**Data in this exercise**:
%%

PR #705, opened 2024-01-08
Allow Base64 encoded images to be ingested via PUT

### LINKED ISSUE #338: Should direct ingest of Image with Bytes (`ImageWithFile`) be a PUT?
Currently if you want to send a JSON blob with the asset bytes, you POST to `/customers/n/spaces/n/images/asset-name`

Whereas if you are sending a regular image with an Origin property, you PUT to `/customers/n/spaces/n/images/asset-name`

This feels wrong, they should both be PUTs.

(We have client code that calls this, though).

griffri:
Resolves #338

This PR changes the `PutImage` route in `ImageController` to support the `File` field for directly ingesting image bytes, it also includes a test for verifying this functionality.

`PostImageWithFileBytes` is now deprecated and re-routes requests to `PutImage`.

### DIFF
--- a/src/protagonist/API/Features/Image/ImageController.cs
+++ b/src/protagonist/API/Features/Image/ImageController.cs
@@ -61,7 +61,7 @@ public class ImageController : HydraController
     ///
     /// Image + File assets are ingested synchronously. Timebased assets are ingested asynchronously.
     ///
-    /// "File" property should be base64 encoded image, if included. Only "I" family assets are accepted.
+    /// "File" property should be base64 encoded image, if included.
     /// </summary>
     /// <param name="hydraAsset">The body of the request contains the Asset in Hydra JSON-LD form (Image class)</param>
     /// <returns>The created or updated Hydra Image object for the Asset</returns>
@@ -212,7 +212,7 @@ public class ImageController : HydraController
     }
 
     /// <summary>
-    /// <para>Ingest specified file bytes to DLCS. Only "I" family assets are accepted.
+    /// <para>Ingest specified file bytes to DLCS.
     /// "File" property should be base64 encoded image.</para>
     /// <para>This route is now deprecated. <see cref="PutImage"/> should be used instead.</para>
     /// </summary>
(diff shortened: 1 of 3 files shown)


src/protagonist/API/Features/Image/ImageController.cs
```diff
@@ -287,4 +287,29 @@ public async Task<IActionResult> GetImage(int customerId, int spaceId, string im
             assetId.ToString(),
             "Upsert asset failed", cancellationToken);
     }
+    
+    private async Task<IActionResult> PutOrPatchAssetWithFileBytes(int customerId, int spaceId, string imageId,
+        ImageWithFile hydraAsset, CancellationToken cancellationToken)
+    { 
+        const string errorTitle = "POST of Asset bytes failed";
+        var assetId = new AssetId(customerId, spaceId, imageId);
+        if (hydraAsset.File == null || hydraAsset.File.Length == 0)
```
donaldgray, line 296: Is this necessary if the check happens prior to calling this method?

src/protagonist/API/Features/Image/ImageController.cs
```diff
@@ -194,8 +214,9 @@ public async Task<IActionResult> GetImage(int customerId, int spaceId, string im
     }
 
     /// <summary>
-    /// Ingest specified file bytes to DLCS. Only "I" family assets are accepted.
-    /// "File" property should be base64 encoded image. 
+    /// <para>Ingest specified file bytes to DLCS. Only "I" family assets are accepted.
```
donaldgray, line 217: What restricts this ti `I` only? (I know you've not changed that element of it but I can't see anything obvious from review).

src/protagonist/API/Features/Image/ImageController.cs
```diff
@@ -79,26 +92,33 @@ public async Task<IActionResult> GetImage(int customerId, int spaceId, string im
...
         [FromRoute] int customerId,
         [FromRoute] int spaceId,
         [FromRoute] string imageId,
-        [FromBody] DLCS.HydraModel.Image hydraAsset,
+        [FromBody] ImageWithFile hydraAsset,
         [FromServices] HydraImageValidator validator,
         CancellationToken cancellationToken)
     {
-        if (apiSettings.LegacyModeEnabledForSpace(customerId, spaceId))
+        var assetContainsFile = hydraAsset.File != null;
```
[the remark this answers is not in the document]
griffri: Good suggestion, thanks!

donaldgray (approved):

%%
%%

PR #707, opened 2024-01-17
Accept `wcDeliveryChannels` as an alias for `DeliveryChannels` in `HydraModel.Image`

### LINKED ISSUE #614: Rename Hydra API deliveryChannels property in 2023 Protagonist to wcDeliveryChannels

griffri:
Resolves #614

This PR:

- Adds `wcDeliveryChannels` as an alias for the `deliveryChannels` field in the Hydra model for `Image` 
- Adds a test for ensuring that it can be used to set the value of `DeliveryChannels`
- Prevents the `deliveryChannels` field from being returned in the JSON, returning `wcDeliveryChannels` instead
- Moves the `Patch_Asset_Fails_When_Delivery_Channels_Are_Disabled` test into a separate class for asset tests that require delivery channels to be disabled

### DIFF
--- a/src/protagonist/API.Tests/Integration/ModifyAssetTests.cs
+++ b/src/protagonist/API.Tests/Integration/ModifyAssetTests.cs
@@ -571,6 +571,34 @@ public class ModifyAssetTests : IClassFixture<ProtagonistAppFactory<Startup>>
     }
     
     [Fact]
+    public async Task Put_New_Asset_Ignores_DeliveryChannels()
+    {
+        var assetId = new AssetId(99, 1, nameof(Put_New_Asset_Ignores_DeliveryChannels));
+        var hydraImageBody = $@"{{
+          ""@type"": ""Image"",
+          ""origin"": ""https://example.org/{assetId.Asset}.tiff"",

%%

**Problem to work on**: Make a tally of the lines in this material that hold the string "customers", then give that number without any other words.

**Answer space**: 2